Grant her wish
***
Pagi-pagi sekali Jungkook bangun. Ia abaikan rasa lelah yang sejak semalam mendera. Pekerjaannya menumpuk karena beberapa hari ini sempat kehilangan konsentrasi. Kalian pasti tahu apa yang mengganggu pikirannya.
Dua hari lalu, ia memergoki Yein sedang memandangi surat penerimaannya sebagai mahasiswa baru dengan wajah sedih. Beberapa mantel bulu dan baju yang sudah tertata di dalam koper, sekarang berpindah dan tergantung rapi di lemari. Yein mengosongkan kopernya dengan ekspresi begitu muram.
Membuat Jungkook merasa semakin bersalah saja.
Melirik ke sisi kanan, perempuan cantiknya sudah tidak ada di sana. Gemericik air dari arah kamar mandi terdengar. Ini baru pukul lima. Yein menjadi lebih rajin bangun pagi sejak merajuk padanya. Tekad istrinya dalam mendapatkan segala yang ia mau memang kuat. Seharusnya Jungkook sudah tidak heran akan hal itu.
Pintu kamar mandi terbuka.

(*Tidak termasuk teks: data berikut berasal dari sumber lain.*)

Issue #2228, opened 2021-10-21
UseDefault could be add into IEdmVocabularyAnnotation interface


xuzhg:
In the PR: https://github.com/OData/odata.net/pull/2173, we will use "UseDefault" property to figure out whether it's used the default value from term or not.

In the next main (breaking change) version, we should reconsider it:

1) Add "UseDefault" to the IEdmVocabularyAnnotation interface
2) Or if IEdmVocabularyAnnotation doesn't have the value, we should not write it into the CSDL.

corranrogue9:
From the investigations meeting:

It has been suggested (by myself) that removing the EDM interfaces and replacing them with concrete types where appropriate would be a good idea. 2 existing scenarios were enumerated for why the interfaces are necessary, 1 existing scenario was enumerated for why the interfaces are helpful (but not strictly necessary), 1 known future scenario was enumerated for why the interaces continue to be necessary, and 1 potential future scenario was enumerate for why the interfaces provide existensibility that wouldn't be available with concrete types.

### Existing necessary scenarios
1. The interfaces are used today for mocking in unit tests
2. The interfaces could be used by customers to provide custom implementations for each type

### Existing helpful scenarios
1. It is helpful to have a read-only view into the EDM models

### Known future scenario
1. We want to allow customers to update their models after, for example, the model has been read from a CSDL file. The interfaces being a read-only view give the option for the concrete types to be used for post-read modifications, with the interfaces being used once those modifications are complete. 

### Potential future scenario
1. There is a potential scenario where the full model being loaded into memory is not necessary for a customer. With the current structure of the `IEdmModel` interface, this means that, if all other EDM types were concrete types, then any instance of `IEdmModel` would necessarily need to load portions of the model into memory even if those portions aren't used. A new implementation of non-model EDM interfaces would allow for this even though the concrete types would not.

corranrogue9:
With the above scenarios in mind, we should move the `UseDefault` property to the interface assuming that the EDM types haven't been re-structured in such a way that makes this work no longer relevant.

corranrogue9:
Garrett, follow-up with Sam about the all-up investigation for EDM since a lot of those items are assigned to you.

corranrogue9:
[...]

PR #2935, opened 2024-04-17
Add UseDefault property to IEdmVocabularyAnnotation

ElizabethOkerio:
### Issues

This PR fixes https://github.com/OData/odata.net/issues/2228

### Description

This PR adds the `UsesDefault` property to `IEdmVocabularyAnnotation`.  
We do not write an `EdmVocabularyAnnotation's` value if it has a default value. 
That's why we do the check and set the `UsesDefault` value to either true or false. 

When creating an `EdmVocabularyAnnotation` if the value is not provided, we check whether the EdmTerm has a default value or not. If the term has a default value and no value was provided, we set the `UsesDefault` to true, otherwise false. 

This PR already has this logic and tests. The only change that I made was: 
1. I added a new extension method for creating an `EdmVocabularyAnnotation` when a value is provided as we already have an extension method for creating an `EdmVocabularyAnnotation` when a value is not provided. 
2. I removed the logic that we were using to cast the `IEdmVocabularyAnnotation` to internal implementations of the interface and replaced it with a call to the interface's new added property `UsesDefault`. This now means that we can support any custom implementation of the `IEdmVocabularyAnnotation`. 
3. I added a test for a custom implementation of the `IEdmVocabularyAnnotation`. 

- [ ] *Test cases added*

### Additional work necessary

### DIFF
--- a/src/Microsoft.OData.Edm/Csdl/Serialization/EdmModelCsdlSchemaXmlWriter.cs
+++ b/src/Microsoft.OData.Edm/Csdl/Serialization/EdmModelCsdlSchemaXmlWriter.cs
@@ -446,23 +446,6 @@ namespace Microsoft.OData.Edm.Csdl.Serialization
             }
         }
 
-        internal static bool IsUsingDefaultValue(IEdmVocabularyAnnotation annotation)
-        {
-            EdmVocabularyAnnotation edmAnnotation = annotation as EdmVocabularyAnnotation;
-            if (edmAnnotation != null)
-            {
-                return edmAnnotation.UseDefault;
-            }
-
-            CsdlSemanticsVocabularyAnnotation csdlAnnotation = annotation as CsdlSemanticsVocabularyAnnotation;
-            if (csdlAnnotation != null)
-            {
-                return csdlAnnotation.UseDefault;
-            }
-
-            return false;
-        }
-
         internal override void WriteInlineExpression(IEdmExpression expression)
         {
             IEdmPathExpression pathExpression = expression as IEdmPathExpression;
@@ -530,7 +513,7 @@ namespace Microsoft.OData.Edm.Csdl.Serialization
             this.WriteRequiredAttribute(CsdlConstants.Attribute_Term, annotation.Term, this.TermAsXml);
             this.WriteOptionalAttribute(CsdlConstants.Attribute_Qualifier, annotation.Qualifier, EdmValueWriter.StringAsXml);
 
-            if (isInline && !IsUsingDefaultValue(annotation))
+            if (isInline && !annotation.UsesDefault)
             {
                 // in xml format, we can (should) skip writing the expression value if it matches the term default value.
                 this.WriteInlineExpression(annotation.Value);
--- a/src/Microsoft.OData.Edm/Vocabularies/Annotations/EdmVocabularyAnnotation.cs
+++ b/src/Microsoft.OData.Edm/Vocabularies/Annotations/EdmVocabularyAnnotation.cs
@@ -44,7 +44,7 @@ namespace Microsoft.OData.Edm.Vocabularies
             this.term = term;
             this.qualifier = qualifier;
             this.value = value;
-            UseDefault = false;
+            UsesDefault = false;
         }
 
         /// <summary>
@@ -81,8 +81,7 @@ namespace Microsoft.OData.Edm.Vocabularies
 
         /// <summary>
         /// Gets whether the annotation uses a default value.
-        /// In vNext, need refactor this.
         /// </summary>
-        internal bool UseDefault { get; set; }
+        public bool UsesDefault { get; set; }
     }
 }
--- a/src/Microsoft.OData.Edm/Vocabularies/Annotations/IEdmTermExtensions.cs
+++ b/src/Microsoft.OData.Edm/Vocabularies/Annotations/IEdmTermExtensions.cs
@@ -45,8 +45,25 @@ namespace Microsoft.OData.Edm.Vocabularies
 
             return new EdmVocabularyAnnotation(target, term, qualifier, value)
             {
-                UseDefault = true
+                UsesDefault = true
             };
+        }
+
+        /// <summary>
+        /// Creates an <see cref="IEdmVocabularyAnnotation"/> when the annotation value is provided.
+        /// </summary>
+        /// <param name="term">Term bound by the annotation.</param>
+        /// <param name="target">Element the annotation applies to.</param>
+        /// <param name="value">Expression producing the value of the annotation.</param>
+        /// <param name="qualifier">Qualifier used to discriminate between multiple bindings of the same property or type.</param>
+        /// <returns>The <see cref="IEdmVocabularyAnnotation"/> built.</returns>
+        public static IEdmVocabularyAnnotation CreateVocabularyAnnotation(this IEdmTerm term, IEdmVocabularyAnnotatable target, IEdmExpression value, string qualifier = null)
+        {
+            EdmUtil.CheckArgumentNull(target, "target");
+            EdmUtil.CheckArgumentNull(term, "term");
+            EdmUtil.CheckArgumentNull(value, "value");
+
+            return new EdmVocabularyAnnotation(target, term, qualifier, value);
         }
 
         /// <summary>
--- a/src/Microsoft.OData.Edm/Vocabularies/Annotations/IEdmVocabularyAnnotation.cs
+++ b/src/Microsoft.OData.Edm/Vocabularies/Annotations/IEdmVocabularyAnnotation.cs
@@ -30,5 +30,10 @@ namespace Microsoft.OData.Edm.Vocabularies
         /// Gets the expression producing the value of the annotation.
         /// </summary>
         IEdmExpression Value { get; }
+
+        /// <summary>
+        /// Gets whether the annotation uses a default value.
+        /// </summary>
+        bool UsesDefault { get; }
     }
 }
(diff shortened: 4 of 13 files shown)


src/Microsoft.OData.Edm/Vocabularies/Annotations/IEdmVocabularyAnnotation.cs
```diff
@@ -30,5 +30,10 @@ public interface IEdmVocabularyAnnotation : IEdmElement
         /// Gets the expression producing the value of the annotation.
         /// </summary>
         IEdmExpression Value { get; }
+
+        /// <summary>
+        /// Checks if the annotation uses a default value.
+        /// </summary>
+        bool UseDefault { get; }
```
xuzhg, line 37: We don't need a boolean to indicate whether the annotation contains a default value.
We can add a `String DefaultValue {get;}` to the interface.

xuzhg (changes requested):

src/Microsoft.OData.Edm/Vocabularies/Annotations/IEdmVocabularyAnnotation.cs
ElizabethOkerio: @xuzhg  can you please provide more info on how this will be used. @mikepizzo.

ElizabethOkerio: I understand that it will be used to determine when to write a vocabulary annotation's default value. That's if the annotation doesn't have a value but has a default value, then the default value is written. This support already exists but maybe was done internally to avoid breaking customers. An annotation term already has a `DefaultValue` property. By having this property in the `IEdmVocabularyAnnotation` how are we envisioning it to be used?

ElizabethOkerio: @corranrogue9 Could you please provide more info here if you have more info.

xuzhg: Context:

1) We can build a EdmTerm with default value.  See https://github.com/OData/odata.net/blob/main/src/Microsoft.OData.Edm/Vocabularies/Annotations/IEdmTerm.cs#L27

2) When we create a Vocabulary annotation, we need the "Target Term" and the "Annotation Value" which is specified using the 'EdmVocabularyAnnotation" constructor. **When we write this annotation into CSDL, we need to write the 'Annotation Value' into the CSDL.** [Example](https://github.com/OData/odata.net/blob/main/test/FunctionalTests/Microsoft.OData.Edm.Tests/Csdl/CsdlWriterTests.cs#L2230)

3) Or, When we create a vocabulary annotation, we can use the `Default Value` from the target term. In this case, we don't need to specify the 'Annotation Value' and build it from the `Default Value` of target term.  **When we write this annotation into CSDL, we don't need to write the annotation value into the CSDL.**  [Example](https://github.com/OData/odata.net/blob/main/test/FunctionalTests/Microsoft.OData.Edm.Tests/Csdl/CsdlWriterTests.cs#L2235)

4)  Since we have two kinds of vocabulary annotation to write. We need a value to distinguish them. That's why we have 'bool UseDefault'.

So, for the new implementation, my suggestion is that:

1) we don't need 'bool UseDefault { get; }' in `EdmVocabularyAnnotation.cs`  .
2) we don't need 'bool UseDefault { get; }' added into `IEdmVocabularyAnnotation` if we can distinguish using the 'Value'.
 or if the 'Value==null', can we say it's using the default value of Term?
     if the 'Value!=null', can we say it's using it's specified value?
     
3) or can we create a new type to represent the 'default value' it's just a 'tag' or a pointer. 
    ```C#
    public class DefaultValueExpression : IEdmExpression 
    { //we don't need to create the value, maybe add a pointer to the term or the default value in the term? }
   ```

src/Microsoft.OData.Edm/Csdl/Serialization/EdmModelCsdlSchemaXmlWriter.cs
```diff
@@ -525,7 +508,7 @@ internal override void WriteVocabularyAnnotationElementHeader(IEdmVocabularyAnno
             this.WriteRequiredAttribute(CsdlConstants.Attribute_Term, annotation.Term, this.TermAsXml);
             this.WriteOptionalAttribute(CsdlConstants.Attribute_Qualifier, annotation.Qualifier, EdmValueWriter.StringAsXml);
 
-            if (isInline && !IsUsingDefaultValue(annotation))
+            if (isInline && !annotation.UseDefault)
```
wachugamaina, line 511: Will this retain the same behavior as the deleted function?

src/Microsoft.OData.Edm/Vocabularies/Annotations/EdmVocabularyAnnotation.cs
```diff
@@ -80,9 +80,8 @@ public IEdmExpression Value
         }
 
         /// <summary>
-        /// Gets whether the annotation uses a default value.
-        /// In vNext, need refactor this.
+        /// Checks if the annotation uses a default value. </param>
         /// </summary>
-        internal bool UseDefault { get; set; }
+        public bool UseDefault { get; set; }
```
wachugamaina, line 85: Why are we making these public ?

src/Microsoft.OData.Edm/Vocabularies/Annotations/IEdmVocabularyAnnotation.cs
ElizabethOkerio: @xuzhg Is this an optimization thing, not writing the default value into CSDL when the value is not provided? The issue with the current implementation is that we do not support custom implementations? Like when checking when not to write the annotation value to CSDL? Is there a use case for this? Are there customers using custom implementations? 

For the third option, I'm not sure what the right `EdmExpressionKind` will be? We'll also have to implement all the different interfaces for the various `EdmExpressionKinds` which I'm not sure if it's ok or not?

src/Microsoft.OData.Edm/Csdl/Serialization/EdmModelCsdlSchemaXmlWriter.cs
ElizabethOkerio: Yes

src/Microsoft.OData.Edm/Vocabularies/Annotations/EdmVocabularyAnnotation.cs
ElizabethOkerio: We added this to a public interface that this class implements.

src/Microsoft.OData.Edm/Vocabularies/Annotations/IEdmVocabularyAnnotation.cs
ElizabethOkerio: It's ok to have this value as a boolean in `IEdmVocabularyAnnotation`

test/FunctionalTests/Microsoft.OData.Edm.Tests/Csdl/CsdlWriterTests.VocabularyAnnotation.cs
habbes, line 1: I thought part of the goal of this PR was to support round-tripping: i.e. if you read a CSDL without with terms using default (omitted) values and then serialize the CSDL you should be able to get an output CSDL where default value are omitted.

Bearing that, I think you should add tests that demonstrate reading a CSDL with omitted annotation values and show the `UsesDefault` flag is applied correctly.

ElizabethOkerio: There are tests already for this: https://github.com/lisicase/odata.net/blob/878c814662835ba05de7f4495de8537741af91d1/test/FunctionalTests/Microsoft.OData.Edm.Tests/Csdl/CsdlReaderTests.cs#L416C9-L416C16

habbes: So the main point of this PR was to allow support custom implementations?

habbes (approved):

test/FunctionalTests/Microsoft.OData.Edm.Tests/Csdl/CsdlWriterTests.VocabularyAnnotation.cs
ElizabethOkerio: Yea somehow and to get rid of the casts that we were doing.

src/Microsoft.OData.Edm/Vocabularies/Annotations/IEdmTermExtensions.cs
```diff
@@ -43,12 +31,28 @@ public static IEdmVocabularyAnnotation CreateVocabularyAnnotation(this IEdmTerm
                 throw new InvalidOperationException(Strings.EdmVocabularyAnnotations_DidNotFindDefaultValue(term.Type));
             }
 
-            return new EdmVocabularyAnnotation(target, term, qualifier, value)
```
mikepizzo, line 46: why did we get rid of the overload that takes a qualifier?

ElizabethOkerio: It's because we were passing null to it and constructor call also passes null : `        public EdmVocabularyAnnotation(IEdmVocabularyAnnotatable target, IEdmTerm term, IEdmExpression value)
            : this(target, term, null, value)`

ElizabethOkerio: It will be different though if someone calls the extension overload that takes the `qualifier`. I'll add it back.

mikepizzo (dismissed):

habbes (dismissed):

Seketika Jungkook kembali memejamkan mata. Langkah kaki terdengar semakin dekat. Harum aroma buah-buahan terhirup semakin kuat menembus hidung. Dan ketika sebuah kecupan mendarat mulus di dahinya, Jungkook tidak melewatkan kesempatan untuk meraih pinggang Yein dengan kedua tangan. Menguncinya erat sebelum sang istri siap memberontak.
Tubuh Yein berada tepat di atasnya. Ia bisa merasakan detak jantung sang istri sibuk bermarathon. Yein berusaha membuang pandang ketika Jungkook dengan setia melekatkan atensi sepenuhnya pada wajah panik itu.
"Mau sampai kapan menghindariku?"
Jungkook membuat suaranya setenang mungkin, padahal sebenarnya menahan mati-matian untuk tertawa.
"Si-siapa yang menghindar," cicit Yein pelan. Bibirnya mengerucut kecil. Lucu sekali.
"Oh, jadi tidak menghindar," balas Jungkook masih dengan ketenangan yang sama. "Lalu, sepagi ini sudah mandi, mau pergi kemana?"
"Tidak kemana-mana."
Jungkook masih menatap penuh intimidasi.
"Jogging," ralat Yein pendek.
"Tumben sekali."
"Membiasakan diri untuk hidup sehat, bukankah Kakak yang menyarankannya?"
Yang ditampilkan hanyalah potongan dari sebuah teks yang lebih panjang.